Open pseudotensor opened 7 years ago
What's your matrix size?
Please note the profile starts at right away when the program executes. That means it needs conduct host registration and other one-time initializations before actually doing the computation.
I pointed to the repo that has the gemm2.c, but the main lines changed are:
int M = 10000; int N = M; int K = M;
But the problem occurs for any size.
In nsight, I selected the option for the profiler to not start profiling when program starts. So it only starts profiling when the profile start function is called. But in any case, when gemm is going, the other GPUs are mostly idle.
From the figure, other GPUs are not computing at all. I will investigate this and get back to you.
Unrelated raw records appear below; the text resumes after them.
PR #332, opened 2022-03-04
Run EOEPCA externally

m-mohr:


jdries:
I guess you'll also want to define the interface that your EOEPCA process needs to support to be callable by openEO? EOEPCA processes are fully generic AFAIK, so I guess they need to be more specific if we'd want to call them from openEO.

Note that we have done the other way around: calling openEO from EOEPCA processes is super easy and allows for some nice use cases where the EOEPCA process can do multiple calls to openEO, or advanced pre/post processing.

m-mohr:
Hmm... I thought OGC API - Processes is the interface? We should probably mention that the other way around might be better defined and easier to do.

Context: We were asked by Guenther Landgraf how it could work to call EOEPCA from openEO, so this is more a demo/conceptish thing rather than a final proposal.

proposals/run_eoepca_externally.json
```diff
@@ -0,0 +1,55 @@
...
+        "cubes",
+        "import",
+        "export",
+        "udf"
+    ],
+    "experimental": true,
+    "parameters": [
+        {
+            "name": "data",
+            "description": "The data to be passed to the external processing platform.",
```
m-mohr, line 15: This implicitly does a save_result to a file format the image can read.

proposals/run_eoepca_externally.json
```diff
@@ -0,0 +1,55 @@
...
+            },
+            "default": {},
+            "optional": true
+        }
+    ],
+    "returns": {
+        "description": "The data processed by the external processing platform.",
+        "schema": {
+            "type": "object",
+            "subtype": "raster-cube"
```
m-mohr, line 45: Here the application package would implictly need to save a result in a way that openEO can read it. The allowed file formats are available through GET /file_formats, but there might be issues in the details (e.g. how are dimensions named in netCDF, etc.)

proposals/run_eoepca_externally.json
```diff
@@ -0,0 +1,55 @@
+{
+    "id": "run_eoepca_externally",
+    "summary": "Run processing externally on EOEPCA",
+    "description": "Runs processing tasks on an [EOEPCA](https://eoepca.org/) compliant processing platform, which essentially runs a hosted docker container.",
```
m-mohr, line 4: We should probably add information about the API interface. Is this always OGC API - Processes?

jdries: It needs to be much more specific than just saying OGC API - Processes.
EOEPCA should have a kind of profile with process signatures that an application package can support to be callable by openEO.

jdries:
Note that from a user perspective, calling an external service may not be necessary. In fact, if there's an application package that satisfies a few conditions, an openEO backend can use it in a way that's very similar to our UDF setup.
This would also avoid having to solve the problem of authentication between these services.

FYI, can I ask why are you using this? What is it for? If it's okay for you, you can reach me at: wangnan318@gmail.com
Hi, in general multi-GPU blas is great idea, just drop-in. Similar to nvblas's cublasXT. I have problems with many programs segfaulting with nvblas, however, so I was trying yours. Nice paper :)
Hello,
Thank you for your interest. If you're not in rush, it may take me a while to fix into the case. If you're working on a paper, and needs use the library ASAP. Please let me know, I will prioritize this request. Thank you.
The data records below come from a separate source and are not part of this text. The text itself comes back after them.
Issue #347, opened 2022-03-15
vector_to_regular_points: Drop or duplicate vector properties for independent points?


m-mohr:
We recently added a "group" parameter to `vector_to_regular_points` so that either MultiPoints or individual points are generated.

For MultiPoints it's easy to keep vector properties.
For Points you'd need to duplicate the vector properties. Is that intended? Right now it's documented to drop the properties. The program would also need to generate new IDs then.

Origin: https://github.com/Open-EO/openeo-processes/pull/315#commitcomment-68730976 and https://github.com/Open-EO/openeo-processes/pull/315#commitcomment-68731148

soxofaan:
What a user probably wants is to keep properties like landcover class, scene classification, etc
What an implementer probably wants to drop/replace is a property that acts as unique identifier.

What might help is to extend the vector cube definition to have a dedicated identifier property (a unique identifier associated with each geometry).  At load time it can be populated from a user specified property, or, if that is missing, autogenerated (e.g. autoincrement int)

For the "ungrouped" version of "vector_to_regular_points" you can then specify:
- the id property is dropped and fully replaced with new ids
- all the other properties are kept/duplicated

m-mohr:
This is actually a much broader discussion that we need to have, regardless of this process. Essentially, what do you do with the metadata that is not part of the data cube? This also applies for raster cubes, it's also basically undefined there.

m-mohr:
I've changed to "vector properties are generally preserved", but for MultiPoint the ID is also preserved while for Points new IDs must be assigned.

clausmichele:
> 

I do not see why the ID must be different from other properties, in my opinion we should just duplicate all of them. Or we need to define it as a mandatory field of a vector-cube.
The back-end can still have another indexing column which can be kept internally for working with the vector-cubes.

I've added a comment here https://github.com/Open-EO/openeo-processes/pull/352/files

m-mohr:
Can't see the comment in the PR, but the ID must change for points because otherwise, it's not unique anymore. I assume IDs should be always unique?

clausmichele:
But the question is, does a feature/geometry always need to have an unique ID? If yes, I've missed this.

The geoJSON samples that I've sent around some time ago didn't have any ID field but only geometries plus some properties.

m-mohr:
No, indeed, an ID is likely not required.

PR #352, opened 2022-03-21
Clarifications for vector_to_*_points

### LINKED ISSUE #344: vector_to_random_points: Change default value of geometry_count to null?
For full context see: https://github.com/Open-EO/openeo-processes/pull/315#discussion_r814782147

In the end, @soxofaan wrote:

> [...] I think there are two concerns I want to tackle simultaneously:
> 
> * giving  `geom_count=null` and `total_count=null` currently causes `CountsMissing` error. I think we should provide a non-error behavior (e.g. 1 sample per geometry)
> * if the user just want to specify `total_count=100`, they should not forget to also explicitly set `geom_count` to `null` otherwise it won't work and they just get 1 sample per geometry (because that is the default for `geom_count`). I don't like this UI/UX-wise.
> 
> My proposal to tackle both is:
> 
> * give `geom_count` default value `null`
> * allow `geom_count=null` + `total_count=null` : 1 sample per geometry
> 
> Achieving the latter can be done (instead of the "dynamic" `total_count` default value trick I suggested earlier) by replacing the note about `CountsMissing` with something like:
> 
> > If `geometry_count` and `total_count` are both unrestricted (i.e. set to `null`), one sample per geometry is used.

m-mohr:
Fixes #344 and #347

### DIFF
--- a/proposals/vector_to_random_points.json
+++ b/proposals/vector_to_random_points.json
@@ -1,7 +1,7 @@
 {
     "id": "vector_to_random_points",
     "summary": "Sample random points from geometries",
-    "description": "Generate a vector data cube of points by sampling random points from input geometries. At least one point is sampled per input geometry.\n\nThrows a `CountsMissing` exception if `geometry_count` and `total_count` are both unrestricted (i.e. set to `null`).",
+    "description": "Generate a vector data cube of points by sampling random points from input geometries. At least one point is sampled per input geometry. Vector properties are preserved.\n\nIf `geometry_count` and `total_count` are both unrestricted (i.e. set to `null`, which is the default), one sample per geometry is used.",
     "categories": [
         "cubes",
         "vector"
@@ -24,9 +24,9 @@
         },
         {
             "name": "geometry_count",
-            "description": "The maximum number of points to compute per geometry. Defaults to a maximum of one point per geometry.\n\nPoints in the input geometries can be selected only once by the sampling.",
+            "description": "The maximum number of points to compute per geometry.\n\nPoints in the input geometries can be selected only once by the sampling.",
             "optional": true,
-            "default": 1,
+            "default": null,
             "schema": [
                 {
                     "type": "integer",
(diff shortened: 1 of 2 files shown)


proposals/vector_to_random_points.json
```diff
@@ -56,7 +56,7 @@
         },
         {
             "name": "group",
-            "description": "Specifies whether the sampled points should be grouped by input geometry (default) or be generated as independent points.\n\n* If the sampled points are grouped, the process generates a `MultiPoint` per geometry given. Vector properties are preserved.\n* Otherwise, each sampled point is generated as a distinct `Point` geometry. Vector properties are *not* preserved.",
+            "description": "Specifies whether the sampled points should be grouped by input geometry (default) or be generated as independent points.\n\n* If the sampled points are grouped, the process generates a `MultiPoint` per geometry given which keeps the original identifier.\n* Otherwise, each sampled point is generated as a distinct `Point` geometry with a new identifier.",
```
clausmichele, line 59: What do you mean with identifier? I don't think it's a mandatory field to have.

m-mohr:
```suggestion
            "description": "Specifies whether the sampled points should be grouped by input geometry (default) or be generated as independent points.\n\n* If the sampled points are grouped, the process generates a `MultiPoint` per geometry given which keeps the original identifier.\n* Otherwise, each sampled point is generated as a distinct `Point` geometry without identifier.",
```

Would that be better?

proposals/vector_to_regular_points.json
```diff
@@ -32,7 +32,7 @@
         },
         {
             "name": "group",
-            "description": "Specifies whether the sampled points should be grouped by input geometry (default) or be generated as independent points.\n\n* If the sampled points are grouped, the process generates a `MultiPoint` per geometry given. Vector properties are preserved.\n* Otherwise, each sampled point is generated as a distinct `Point` geometry. Vector properties are *not* preserved.",
+            "description": "Specifies whether the sampled points should be grouped by input geometry (default) or be generated as independent points.\n\n* If the sampled points are grouped, the process generates a `MultiPoint` per geometry given which keeps the original identifier.\n* Otherwise, each sampled point is generated as a distinct `Point` geometry with a new identifier.",
```
m-mohr, line 35:
```suggestion
            "description": "Specifies whether the sampled points should be grouped by input geometry (default) or be generated as independent points.\n\n* If the sampled points are grouped, the process generates a `MultiPoint` per geometry given which keeps the original identifier.\n* Otherwise, each sampled point is generated as a distinct `Point` geometry without identifier.",
```

proposals/vector_to_random_points.json
clausmichele: Yes better for both proposals!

Hi, I'd love to use it ASAP, and I'm looking at other alternatives in case.
I see, I will get back to you within this week.
Hello,
Can you please try to check this commit? I'm preparing a new project for NIPS at the moment, and it is quite unlikely for me to support this project at the moment. Sorry about that.
9bc22cce65e00673a8265b2dd8c7c18f91c94299
Running the testing/gemm.c with only sgemm (commenting out dgemm code) and larger matrices:
int loop = 0; for (loop = 1; loop < 2; loop++) { int M = 10000; int N = M; int K = M; float alpha_f = (float)(((double) rand()/(double)RAND_MAX)10)+1; float beta_f = (float)(((double) rand()/(double)RAND_MAX)10)+1; float A_f, B_f, C_f; A_f = (float)malloc(sizeof(float)MK); B_f = (float)malloc(sizeof(float)KN); C_f = (float)malloc(sizeof(float)MN); Fill_Float(A_f,M,K); Fill_Float(B_f,K,N); Fill_Float(C_f,M,N); fprintf(stderr,"START"); cudaProfilerStart(); cblas_sgemm(CblasColMajor,CblasNoTrans,CblasNoTrans,M,N,K, alpha_f,A_f,M, B_f,K, beta_f,C_f,M); cudaProfilerStop(); fprintf(stderr,"END"); free(A_f); free(B_f); free(C_f); }
shows in nvprof very little multi-GPU use with my 4 Titan-X (Pascal)'s. Also, discounting matrix filling, still lots of wait time before any gemm stuff is done.
I forced type=3 for always blasx use in blas/sgemm.c , so this should be all blasx and no cpu blas.